__EXERCISE DETAILS__:
Would you copy out each line of the records below that includes the word "management"?

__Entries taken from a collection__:
■ ■ ■ ■

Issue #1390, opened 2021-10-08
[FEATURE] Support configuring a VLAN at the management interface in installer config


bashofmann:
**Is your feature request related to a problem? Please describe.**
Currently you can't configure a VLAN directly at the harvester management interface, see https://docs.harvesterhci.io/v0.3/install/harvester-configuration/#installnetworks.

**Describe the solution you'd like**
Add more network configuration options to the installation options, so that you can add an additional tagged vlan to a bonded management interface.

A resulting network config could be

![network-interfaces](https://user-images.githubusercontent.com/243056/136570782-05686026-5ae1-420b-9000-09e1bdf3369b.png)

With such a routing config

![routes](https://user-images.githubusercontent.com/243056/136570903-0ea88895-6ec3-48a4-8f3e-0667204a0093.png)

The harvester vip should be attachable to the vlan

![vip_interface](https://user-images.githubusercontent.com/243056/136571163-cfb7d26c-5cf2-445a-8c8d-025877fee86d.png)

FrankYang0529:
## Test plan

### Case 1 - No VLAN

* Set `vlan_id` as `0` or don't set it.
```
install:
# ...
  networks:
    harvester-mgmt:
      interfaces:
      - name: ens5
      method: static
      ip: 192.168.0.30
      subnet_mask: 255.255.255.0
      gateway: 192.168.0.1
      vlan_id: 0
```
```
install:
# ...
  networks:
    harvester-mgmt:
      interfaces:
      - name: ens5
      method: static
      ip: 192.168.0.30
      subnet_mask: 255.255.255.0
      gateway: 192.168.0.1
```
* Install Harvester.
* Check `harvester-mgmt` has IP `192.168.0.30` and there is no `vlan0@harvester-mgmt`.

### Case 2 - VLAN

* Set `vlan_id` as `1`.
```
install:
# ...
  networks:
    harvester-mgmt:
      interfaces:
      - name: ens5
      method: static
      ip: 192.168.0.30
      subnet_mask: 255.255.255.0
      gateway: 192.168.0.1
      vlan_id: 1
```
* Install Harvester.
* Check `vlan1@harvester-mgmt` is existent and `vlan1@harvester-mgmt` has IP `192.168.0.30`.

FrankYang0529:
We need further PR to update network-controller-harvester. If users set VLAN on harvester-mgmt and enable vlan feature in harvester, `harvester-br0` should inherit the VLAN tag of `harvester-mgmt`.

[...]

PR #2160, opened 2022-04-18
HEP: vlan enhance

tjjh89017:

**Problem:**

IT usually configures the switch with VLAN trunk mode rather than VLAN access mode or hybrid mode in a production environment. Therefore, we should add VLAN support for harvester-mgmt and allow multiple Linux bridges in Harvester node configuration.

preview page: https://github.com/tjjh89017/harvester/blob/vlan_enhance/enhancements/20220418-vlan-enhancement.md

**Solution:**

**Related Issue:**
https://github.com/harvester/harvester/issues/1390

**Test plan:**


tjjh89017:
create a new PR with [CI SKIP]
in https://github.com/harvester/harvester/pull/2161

■ ■ ■ ■

__EXERCISE RESULT__:
[FEATURE] Support configuring a VLAN at the management interface in installer config
Currently you can't configure a VLAN directly at the harvester management interface, see https://docs.harvesterhci.io/v0.3/install/harvester-configuration/#installnetworks.
Add more network configuration options to the installation options, so that you can add an additional tagged vlan to a bonded management interface.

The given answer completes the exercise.